Tayla Parx plays Donna Summer in “Spinning Gold.” (Hero Partners & Howling Wolf Films)

After an opening scene set in 1967 in which Bogart literally dances and sings his way into a church with a briefcase filled with cash as the Edwin Hawkins Singers are performing “Oh, Happy Day,” we get the first of those interstitial scenes in which Bogart speaks directly to us, explaining what a crazy ride it’s been. Cut to an entertaining and well-staged sequence set in 1974, with KISS taking the stage to a skeptical audience and eventually setting off the fire alarms and sprinkler system with its onstage pyrotechnics.

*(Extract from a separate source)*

PR #460, opened 2020-02-26
V5 contrib3

clement911:
Mostly cleanup.

There is still a lot of unnecessary/duplicated plumbing code. (I didn't have time to go through all services.)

It’s the first of many instances where it appears Bogart’s career will be over before it really got started—but as we’re constantly reminded, there’s no keeping this man down, even as he drowns in debt and struggles to find the right formula for his eclectic stable of artists.

We also get a flashback to Bogart’s childhood in the Glenwood Projects in Brooklyn in 1951, with Winslow Fegley playing the young Neil Bogatz (Bogart changed his name several times) as an egg cream-sipping hustler who was putting together moneymaking schemes at the age of 8, even as he watched his father, Al (Jason Isaacs), get roughed up time and again over gambling debts and other failed endeavors. And we’re walked through the early 1960s, when Bogart had moderate success as a performer called Neil Scott before segueing into the executive side of the ledger.

Much of “Spinning Gold” is devoted to Bogart’s experiences discovering, mentoring and sometimes getting into creative disputes with talent, and this is when the film runs into insurmountable roadblocks. Some very talented artists are overmatched because they’ve been asked to provide the vocals for a few of the greatest pop, rock and soul singers of all time, and it’s an untenable position. When we hear “Lean on Me” and “Ain’t No Sunshine” performed by Pink Sweats, it’s only a reminder there’s never been anyone like Bill Withers. When Jason Derulo does “It’s Your Thing,” we want to hear the original lead vocals by Ron Isley. Heck, even the Sam Harris/Casey Likes version of “Shout It Loud” can’t stack up to the KISS original. (Probably the most impressive impersonation/performance comes from Ledisi, who does a superb take on “Midnight Train to Georgia.” It’s not Glady Knight—how could it be?—but it’s damn good.)

An impersonation of Gladys Knight by Ledisi (with Jeremy Jordan) is one of the most impressive of the musical portrayals in “Spinning Gold.” (Hero Partners & Howling Wolf Films)

Michelle Monaghan does fine work as Bogart’s first wife, as does Lyndsy Fonseca as wife No. 2. Stunt casting abounds in “Spinning Gold,” with familiar faces from Chris Redd to Jay Pharoah to Dan Fogler to Peyton List to Michael Ian Black to Vincent Pastore popping in for smallish supporting turns. We even get Sebastian Maniscalco, nearly buried under wig and mustache, as the Italian composer and producer Giorgio Moroder.

As for Jeremy Jordan, who actually made his Broadway debut in the aforementioned “Rock of Ages”: He’s obviously talented, but there’s something light and affected to his overly mannered performance, when he’s playing what should be a fascinating, complex, charismatic and yet at times nearly tragic figure. Maybe “Spinning Gold” would have worked better as an all-out musical instead of an unsteady biopic that never truly finds its footing.